Dataset excerpts

BEGIN

Issue #4085, opened 2025-08-29
Expose ability for `dateInput` to occupy the full width of its parent container


ghsolomon:
Currently, there is no way via props to force a `dateInput` to occupy the full width of its parent container.  (Developers currently need a CSS rule targeting `dateInput`'s internal elements.  It would be nice if specifying a width or flex had the same affect on `dateInput` as other input components which can be made to fill their parent container.

Issue #2421, opened 2021-05-04
DateInput <div> wrapper prevents setting className, styles on outermost element


amcclain:
The desktop DateInput component renders with an outer `<div>` element that does not take the `className` or `style` props passed to the component - https://github.com/xh/hoist-react/blob/d7a09dfb28b0b893565fe666f40af55aaf6f38f9/desktop/cmp/input/DateInput.js#L391

Often classNames or styles are used for layout concerns like padding or margins, which can't be controlled here. Specifically, I might wish to use a class or style to override the padding applied to a dateInput within a toolbar - that's something that happens at the outermost layer.

I would vote for applying at least `className` to the outer div. If needed, could support `inputClassName`, but not sure we really need that.

amcclain:
See example of nested DOM elements:

- 1 anonymous (no class specific) outer div
- 2x BP popover spans
- 1 anon div (again)
- 1 div with all of the expected classnames (including duped up xh-input, FWIW)
- 1 BP input-group div
- the actual text input + BP input-actions div for buttons

<img width="872" alt="Screen Shot 2021-06-30 at 6 51 11 AM" src="https://user-images.githubusercontent.com/225806/126516443-2136fbbe-86e6-43cd-846f-689caca025e7.png">

amcclain:
Reviving this as I just ran into it again.  How about having DateInput take a dedicated `wrapperClassName` prop?

amcclain:
We should confirm if this is still an issue with latest BP library

PR #4346, opened 2026-04-22
Start input-sizing audit: planning doc + opt-in CSS CodeMirror mode

### LINKED ISSUE #3300: Desktop inputs require `width: null` to flex
We have a pattern in Desktop inputs, where we specify a default width in the style props, e.g.
```
width: withDefault(width, 200),
flex: withDefault(flex, null)
```
Unfortunately, this means that a dev has to pass `width: null` in order for `flex: true` to take effect, since the set width takes precedence.

We could consider conditionally applying the default width only if flex is nil.

### LINKED ISSUE #4287: HoistInput default widths conflict with flex-based sizing
## Summary

Several HoistInput components apply a default `width` via `withDefault(width, N)`. This default is applied unconditionally, so when a developer sets a `flex` value to let the component fill available space (e.g. in a toolbar), the hardcoded pixel width wins and the developer must pass `width: null` explicitly to opt out — an unintuitive requirement.

```ts
// Doesn't work as expected — default width overrides flex
picker({flex: 1})

// Workaround — have to explicitly clear the default
picker({flex: 1, width: null})
```

## Deeper Issue: Layout Props on Wrong Element (Picker)

For `Picker` specifically, there is a more fundamental problem. The Picker renders as:

```
<span class="xh-input xh-picker bp6-popover-target">   ← popover wrapper (no styles)
    <button style="min-width: 140px; max-width: 300px; flex: 1 1 0%;">  ← trigger button
```

Layout props (`flex`, `minWidth`, `maxWidth`, `width`) are extracted via `getLayoutProps(props)` and applied to the **inner trigger button** (`Picker.ts:415-416`), but the actual flex child of a toolbar is the **outer popover `<span>` wrapper**. This means:

- The toolbar distributes flex space to the unstyled `<span>`, which shrinks to fit its content
- The button's flex/sizing styles have no effect on toolbar layout
- Even with `width: null`, flex-based sizing won't work because the props are on the wrong element

This likely needs layout props applied to the `popover()` call at line 375 (or its wrapper), not the inner `triggerButton`.

## Affected Components (Default Width Issue)

| Component | Default Width | Location |
|-----------|-------------|----------|
| Picker | 160px | `desktop/cmp/input/Picker.ts:416` |
| Select | 200px | `desktop/cmp/input/Select.ts:803` |
| TextInput | 200px | `desktop/cmp/input/TextInput.ts:158` |
| NumberInput | 200px | `desktop/cmp/input/NumberInput.ts:277` |
| TextArea | 300px | `desktop/cmp/input/TextArea.ts:100` |
| Slider | 200px | `desktop/cmp/input/Slider.ts:115` |

## Suggested Fixes

1. **Default width**: Skip applying the default `width` when a `flex` value is present:
   ```ts
   width: flex != null ? width : withDefault(width, 200)
   ```

2. **Picker layout**: Move layout props to the outer popover wrapper so the component participates correctly in flex layouts. The other inputs listed above should be checked for the same wrapper issue.

amcclain:
Phase 1 of a systematic fix for the long-standing desktop-input sizing issues tracked in #3300, #4287, #4085, #2421.

## What's in this PR

- `docs/planning/input-sizing-audit.md` — inventory of desktop + mobile inputs, root-cause mapping of all four tickets to two shared patterns ("default width wins over flex" and "layout props on wrong element"), draft sizing contract for later insertion into `cmp/input/README.md`, and a six-phase fix plan.
- `desktop/cmp/input/modes/cssMode.ts` — opt-in side-effect import that registers CodeMirror's CSS language mode on hoist-react's CodeMirror instance. Consumers import via `@xh/hoist/desktop/cmp/input/modes/cssMode` so webpack resolves `codemirror` through hoist-react's node_modules, sidestepping a duplicate-CodeMirror issue under `inlineHoist` dev mode (filed as xh/hoist-dev-utils#67). First consumer is the matching toolbox test page.

## What's not in this PR

No library code changes yet — this is intentionally audit + tooling only. The actual fixes follow in subsequent PRs per the plan:

- Phase 2: shared `resolveInputLayout` helper + flex-aware defaults (closes #3300, half of #4287).
- Phase 3: outer-wrapper refactor for Picker / NumberInput / DateInput / SegmentedControl (closes other half of #4287, plus #4085 and #2421).
- Phase 4: migrate pixel defaults from inline style to CSS.
- Phase 5: commit sizing contract into `cmp/input/README.md`.
- Phase 6: mobile parity check.

## Companion PR

Toolbox admin test harness: xh/toolbox#842. Use it to confirm baseline and regression-check each library phase as it lands.

## Decision to confirm before Phase 2

The audit doc surfaces three paths for how we deliver "nice out of the box":

- **A.** CSS defaults, overridable by cascade (closest to current; minimal breakage).
- **B.** Flex-aware default (suppress inline default when flex/minWidth/maxWidth/width:100%/null is present).
- **C.** No pixel default, match MUI/Ant/Chakra/Mantine (largest behavior change).

Recommended: A with B's guard as a safety net. Revisit C in a later milestone if we want full convergence with mobile + library norms.

### DIFF
--- a/desktop/cmp/input/modes/cssMode.ts
+++ b/desktop/cmp/input/modes/cssMode.ts
@@ -1,0 +1,21 @@
+/*
+ * This file belongs to Hoist, an application development toolkit
+ * developed by Extremely Heavy Industries (www.xh.io | info@xh.io)
+ *
+ * Copyright © 2026 Extremely Heavy Industries Inc.
+ */
+
+/**
+ * Side-effect import that registers the CSS language mode on hoist-react's CodeMirror instance.
+ * Consumers opt-in so the mode file (and its cost) is not bundled into every app.
+ *
+ * Usage:
+ * ```
+ * import '@xh/hoist/desktop/cmp/input/modes/cssMode';
+ * codeInput({mode: 'css', ...});
+ * ```
+ *
+ * Must be imported via `@xh/hoist` so webpack resolves `codemirror` through hoist-react's
+ * node_modules - registering on the same CodeMirror instance the codeInput uses.
+ */
+import 'codemirror/mode/css/css';
--- a/docs/planning/input-sizing-audit.md
+++ b/docs/planning/input-sizing-audit.md
@@ -1,0 +1,143 @@
+# Input Sizing Audit
+
+Planning document for addressing the long-standing "inputs don't size predictably" issues
+tracked across #3300, #4287, #4085, #2421.
+
+A running test page is available at **Admin → Tests → Input Sizing** in Toolbox
+(`toolbox/client-app/src/admin/tests/inputSizing/`). Use it to confirm current behavior,
+validate proposed fixes, and prevent regressions.
+
+## 1. Current state — desktop inputs
+
+Inputs in `/desktop/cmp/input/`, ranked by layout-prop participation:
+
+| Input | Hardcoded default | `flex` passthrough | Layout props land on | Fills under `flex:1`? |
+|---|---|---|---|---|
+| `textInput` | `width: 200` | yes (`style`) | `<input>` via BP | ✅ fills |
+| `textArea` | `width: 300`, `height: 100` | yes (`style`) | `<textarea>` via BP | ✅ fills |
+| `numberInput` | `width: 200` | yes (`style`) | inner `<input>` (BP `numericInput` buries it) | ❌ 200px |
+| `select` | `width: 200` | via style | react-select root | ✅ fills |
+| `slider` | `width: 200` | via style | outer `.xh-slider` | ✅ fills |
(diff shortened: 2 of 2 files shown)


amcclain:
@TomTirapani I am eager to pick this up in our next release - see the toolbox branch for a new admin-client based input testing tool that I think came out very well.  We will need to proceed with care in terms of implementing the plan here - there are no changes yet - but I think it's a good time to finally improve and fix our story around sizing desktop inputs.  

Would love your "input" if you have a chance to look at any point. 😄

TomTirapani:
Finally had time to read this, think it all makes sense and is certainly a worth endeavour! Agree with the assessment the approach A (move default widths to stylesheets rather than inline) makes the most sense for out-of-the-box defaults - think that has the lowest chance of introducing issues in client usages, and is easy to reason about all round.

END

> Exercise: The entries above hold the needed span. Transcribe exactly the lines from the one with "- 1 anonymous (no class specific) outer div" to the one with "We could consider", both included.

> Result below:
- 1 anonymous (no class specific) outer div
- 2x BP popover spans
- 1 anon div (again)
- 1 div with all of the expected classnames (including duped up xh-input, FWIW)
- 1 BP input-group div
- the actual text input + BP input-actions div for buttons

<img width="872" alt="Screen Shot 2021-06-30 at 6 51 11 AM" src="https://user-images.githubusercontent.com/225806/126516443-2136fbbe-86e6-43cd-846f-689caca025e7.png">

amcclain:
Reviving this as I just ran into it again.  How about having DateInput take a dedicated `wrapperClassName` prop?

amcclain:
We should confirm if this is still an issue with latest BP library

PR #4346, opened 2026-04-22
Start input-sizing audit: planning doc + opt-in CSS CodeMirror mode

### LINKED ISSUE #3300: Desktop inputs require `width: null` to flex
We have a pattern in Desktop inputs, where we specify a default width in the style props, e.g.
```
width: withDefault(width, 200),
flex: withDefault(flex, null)
```
Unfortunately, this means that a dev has to pass `width: null` in order for `flex: true` to take effect, since the set width takes precedence.

We could consider conditionally applying the default width only if flex is nil.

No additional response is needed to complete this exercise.